Water and Torsions Combined

Now we want to investigate information flow between more than one type of features. To do so, we combine the water sites and the torsions:

all_feat_a = water_feat_a['WaterPocket_Distr'] + bbtors_res_feat_a
all_feat_b = water_feat_b['WaterPocket_Distr'] + bbtors_res_feat_b
all_data_a = np.array(list(water_data_a['WaterPocket_Distr']) + list(bbtors_res_data_a), dtype=object)
all_data_b = np.array(list(water_data_b['WaterPocket_Distr']) + list(bbtors_res_data_b), dtype=object)
all_states = water_states + bbtors_states

Note that we only use backbone torsions here to minimize computational effort. Analysis of sidechain torsions (or of both combined) can often deliver more scientific insigts.

As we did for the water sites above, we now calculate the SSI for all combined feature-feature pairs.

all_pairs_names, all_pairs_ssi = ssi_feature_analysis(
    all_feat_a, all_feat_b,
    all_data_a, all_data_b,
    all_states, verbose=True
)

The number of pairs for an entire protein is enormous so we determine those with the highest SSI. To alleviate the computational effort for the sort function, we first filter the pairs by a threshold SSI of 0.5:

relevant = np.abs(all_pairs_ssi) > 0.5
not_self = np.array([name.split(' & ')[0] != name.split(' & ')[1] for name in all_pairs_names])
relevant *= not_self
argrelev = np.argwhere(relevant).flatten()
all_relevant_pairs_names = [all_pairs_names[i] for i in argrelev]
all_relevant_pairs_ssi = all_pairs_ssi[relevant]

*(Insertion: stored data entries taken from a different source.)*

PR #7284, opened 2026-03-19
Support ## delay on implication RHS in SVA properties

YilouWang:
## Summary
This patch adds support for sequence expressions (cycle delays via `##`) on the RHS of SVA implication operators (`|->` and `|=>`), per IEEE 1800-2023 Section 16.12.7. Previously, Verilator rejected all implications involving sequence expressions with a blanket `UNSUPPORTED` error in `V3Width`, regardless of whether the sequence appeared on the LHS or RHS.

## Reproducer
```systemverilog
module t (input clk);
  logic a, b;
  assert property (@(posedge clk) a |-> ##1 b);
  assert property (@(posedge clk) a |=> ##2 b);
endmodule
```

On master:
```
%Error-UNSUPPORTED: t.v:3:37: Unsupported: Implication with sequence expression
                                           : ... note: In instance 't'
   3 |   assert property (@(posedge clk) a |-> ##1 b);
     |                                     ^~~
%Error-UNSUPPORTED: t.v:4:37: Unsupported: Implication with sequence expression
                                           : ... note: In instance 't'
   4 |   assert property (@(posedge clk) a |=> ##2 b);
     |                                     ^~~
```

## Changes
- Remove blanket `m_hasSExpr` implication check from `V3Width.cpp` that rejected all implication+sequence combinations
- Add LHS/RHS distinction in `V3AssertPre::visit(AstImplication*)`: LHS sequence expressions (`AstPExpr` as antecedent) remain unsupported with a more specific error message ("as antecedent")
- For RHS sequence expressions, wrap the `AstPExpr` body with an antecedent guard (`AstSampled` for overlapped `|->`, `AstPast` for non-overlapped `|=>`), so the sequence only starts when the antecedent holds
- Update `t_property_sexpr_unsup.out` golden file: error count drops from 8 to 6 (two RHS-only cases now pass), remaining errors show refined message

## Test
- Added `test_regress/t/t_property_imply_delay.v` and `.py` — tests overlapped (`|-> ##1`, `|-> ##2`) and non-overlapped (`|=> ##2`) implication with cycle delays on RHS
- Updated `test_regress/t/t_property_sexpr_unsup.out` — reflects refined error messages and removal of two now-supported cases

---

Reviewed by YilouWang.

### DIFF
--- a/src/V3AssertPre.cpp
+++ b/src/V3AssertPre.cpp
@@ -634,15 +634,16 @@ private:
             } else {
                 // Non-overlapped implication (|=>): check antecedent from previous cycle
                 if (m_disablep) {
-                    lhsp = new AstAnd{flp,
-                                      new AstNot{flp, m_disablep->cloneTreePure(false)}, lhsp};
+                    lhsp
+                        = new AstAnd{flp, new AstNot{flp, m_disablep->cloneTreePure(false)}, lhsp};
                 }
                 AstPast* const pastp = new AstPast{flp, lhsp};
                 pastp->dtypeFrom(lhsp);
                 pastp->sentreep(newSenTree(nodep));
                 condp = pastp;
             }
-            // Wrap existing PExpr body: if (antecedent) { <original body> } else { /* vacuous pass */ }
+            // Wrap existing PExpr body: if (antecedent) { <original body> } else { /* vacuous pass
+            // */ }
             AstBegin* const bodyp = pexprp->bodyp();
             AstNode* const origStmtsp = bodyp->stmtsp()->unlinkFrBackWithNext();
             AstIf* const guardp = new AstIf{flp, condp, origStmtsp};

Then we run the actual sorting by SSI.

sort_features(all_relevant_pairs_names, all_relevant_pairs_ssi)

The Co-SSI feature-feature-ensemble analysis is done in the same manner.

all_new_pairs_names, all_new_pairs_ssi, all_new_pairs_cossi = cossi_featens_analysis(
    all_feat_a, all_feat_b, all_feat_a, all_feat_b,
    all_data_a, all_data_b, all_data_a, all_data_b,
    all_states, all_states, verbose=True
)

The output of cossi_featens_analysis() produces an array for the SSI and the Co-SSI between all features. These results can again be visualized in a 2D representation.